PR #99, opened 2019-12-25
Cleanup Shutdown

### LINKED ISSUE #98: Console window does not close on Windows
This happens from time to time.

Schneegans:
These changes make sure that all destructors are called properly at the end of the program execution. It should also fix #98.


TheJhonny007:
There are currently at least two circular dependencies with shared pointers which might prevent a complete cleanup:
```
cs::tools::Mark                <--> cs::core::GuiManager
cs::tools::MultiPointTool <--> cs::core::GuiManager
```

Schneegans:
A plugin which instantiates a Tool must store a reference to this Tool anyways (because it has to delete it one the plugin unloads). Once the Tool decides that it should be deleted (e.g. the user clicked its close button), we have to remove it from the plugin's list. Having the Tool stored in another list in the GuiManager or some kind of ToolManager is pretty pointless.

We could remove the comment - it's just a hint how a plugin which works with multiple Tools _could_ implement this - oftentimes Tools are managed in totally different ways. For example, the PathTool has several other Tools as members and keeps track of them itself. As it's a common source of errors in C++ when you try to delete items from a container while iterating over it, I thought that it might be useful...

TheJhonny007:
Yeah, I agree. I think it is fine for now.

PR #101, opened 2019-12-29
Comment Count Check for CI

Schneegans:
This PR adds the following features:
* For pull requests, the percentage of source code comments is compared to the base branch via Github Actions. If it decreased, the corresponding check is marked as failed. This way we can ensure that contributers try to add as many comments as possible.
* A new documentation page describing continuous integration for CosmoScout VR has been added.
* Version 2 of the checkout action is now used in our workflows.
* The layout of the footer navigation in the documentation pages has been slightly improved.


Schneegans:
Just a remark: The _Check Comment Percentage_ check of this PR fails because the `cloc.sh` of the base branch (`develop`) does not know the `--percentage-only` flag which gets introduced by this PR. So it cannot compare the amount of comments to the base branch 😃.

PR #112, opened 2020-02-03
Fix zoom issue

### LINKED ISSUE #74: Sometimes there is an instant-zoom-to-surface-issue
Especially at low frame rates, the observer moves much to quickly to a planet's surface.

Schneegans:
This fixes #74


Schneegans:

## Task description:
Copy out every line of the entries where the string "should" shows up.

## Output for this task:
These changes make sure that all destructors are called properly at the end of the program execution. It should also fix #98.
A plugin which instantiates a Tool must store a reference to this Tool anyways (because it has to delete it one the plugin unloads). Once the Tool decides that it should be deleted (e.g. the user clicked its close button), we have to remove it from the plugin's list. Having the Tool stored in another list in the GuiManager or some kind of ToolManager is pretty pointless.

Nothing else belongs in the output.